8. Si M. F soutient qu'il justifie d'une insertion professionnelle sur le territoire français et d'une volonté de s'y intégrer par l'apprentissage de la langue française, il ressort des pièces du dossier qu'il est sans charge de famille. Dès lors, compte tenu de l'ensemble des circonstances de l'espèce, en refusant la délivrance d'un titre de séjour à M. H, le préfet de police n'a pas porté à son droit au respect de sa vie privée et familiale une atteinte disproportionnée au regard des buts qu'il a poursuivis. Il n'a donc pas méconnu les stipulations de l'article 8 de la convention européenne de sauvegarde des droits de l'homme et des libertés fondamentales ni, en tout état de cause, les dispositions de l'article L.423-23 du - le code de l'entrée et du séjour des étrangers et du droit d'asile.
9. En dernier lieu, si le refus de titre de séjour porte préjudice à l'activité professionnelle de M. F, cette circonstance ne suffit pas à établir que le préfet de police aurait commis une erreur manifeste dans l'appréciation des conséquences de son refus de titre de séjour sur la situation personnelle de l'intéressé.
10. Il résulte de tout ce qui précède que les conclusions à fin d'annulation présentées par M. F doivent être rejetées ainsi que, par voie de conséquence, ses conclusions aux fins d'injonction et d'astreinte et les conclusions présentées sur le fondement des articles L. 761-1 du code de justice administrative.
D E C I D E :
Article 1er : La requête de M. F est rejetée.

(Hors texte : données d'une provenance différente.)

PR #300, opened 2026-07-12
feat: Record per-pool queue wait and depth metrics

tvinagre:
## Summary

Quote requests are dispatched to worker pools via an async_channel task queue; each `SolverWorker` runs on a dedicated OS thread. This adds two Prometheus series, recorded at the point a worker picks a task off the queue:

- `worker_pool_queue_wait_seconds{pool=...}` (histogram) — how long the task sat in the queue before a worker picked it up.
- `worker_pool_queue_depth{pool=...}` (gauge) — the number of tasks still queued behind it at pickup time.

Both are labeled by `pool`, so per-pool saturation is visible when multiple pools (different algorithms) are running.

Queue wait growing while solve time stays flat is the leading indicator of worker saturation: it means work is arriving faster than workers can pick it up, before solve latency itself degrades. It is a better early signal than solve-time percentiles, which only move once the algorithm itself is under pressure.

`SolveTask::wait_time()` was already being computed on task pickup but discarded (`let _wait_time = task.wait_time();`); this now records it instead, alongside `async_channel::Receiver::len()` for the depth gauge.

## Changes

- `SolverWorker::new` gains a 5th parameter, `pool_name: String`, threaded through from `WorkerPoolConfig` (`pool.rs`) → `SpawnWorkersParams` (`registry.rs`) → each spawned worker thread, so the metric label reflects the pool's configured name rather than just the algorithm name.
- New `record_task_pickup_metrics` helper in `worker.rs` records both series.
- Added `metrics-util` as a `fynd-core` dev-dependency to assert on recorded metric values via `DebuggingRecorder`.

## Test plan

- [x] `cargo test -p fynd-core task_pickup_metrics_recorded` — new unit test asserting both series are recorded with the correct pool label and values
- [x] `cargo check --all-features`
- [x] `cargo test -p fynd-core worker` — all worker/registry/pool tests pass
- [x] `./check.sh` (fmt, clippy, doc, nextest) — clean, aside from pre-existing integration tests that fail locally because git-lfs isn't installed in this environment (fixture files are LFS pointers, unrelated to this change; confirmed failing on `main` too)
- [ ] Manual verification against a running local solver (not run in this session)

### DIFF
--- a/Cargo.lock
+++ b/Cargo.lock
@@ -2976,6 +2976,12 @@ dependencies = [
 ]
 
 [[package]]
+name = "endian-type"
+version = "0.1.2"
+source = "registry+https://github.com/rust-lang/crates.io-index"
+checksum = "c34f04666d835ff5d62e058c3995147c06f42fe86ff053337632bca83e42702d"
+
+[[package]]
 name = "enum-ordinalize"
 version = "4.3.2"
 source = "registry+https://github.com/rust-lang/crates.io-index"
@@ -3429,6 +3435,7 @@ dependencies = [
  "itertools 0.14.0",
  "lazy_static",
  "metrics",
+ "metrics-util 0.20.4",
  "num-bigint",
  "num-rational",
  "num-traits",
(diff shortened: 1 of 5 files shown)


tamaralipows (approved):
Thank you! LGTM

Article 2 : Le présent jugement sera notifié à F et au préfet de police de Paris.
Rendu public par mise à disposition au greffe le 24 octobre 2023.
Le président-rapporteur,
J-Ch. GRACIA
L'assesseure la plus ancienne,
M. MERINO
La greffière,
C. YAHIAOUI
La République mande et ordonne au préfet de police de Paris en ce qui le concerne ou à tous commissaires de justice à ce requis en ce qui concerne les voies de droit commun contre les parties privées, de pourvoir à l'exécution de la présente décision.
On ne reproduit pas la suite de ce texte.